Your output should be the line with "Parent root reconstruction +" followed by every remaining line of the entries, reproduced exactly.
##### Data for review #####
PR #649, opened 2019-02-18
Parent root reconstruction + granular state roots + body/header segregation

JustinDrake:
This PR introduces three significant changes:

1. **Parent root reconstruction**: Instead of relying on a parent root "oracle" in the state transition function, the state transition function now only has two argument: (current) `state` and (latest) `block`.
#####
◆ **Output for this task**:
Parent root reconstruction + granular state roots + body/header segregation

JustinDrake:
This PR introduces three significant changes:

1. **Parent root reconstruction**: Instead of relying on a parent root "oracle" in the state transition function, the state transition function now only has two argument: (current) `state` and (latest) `block`.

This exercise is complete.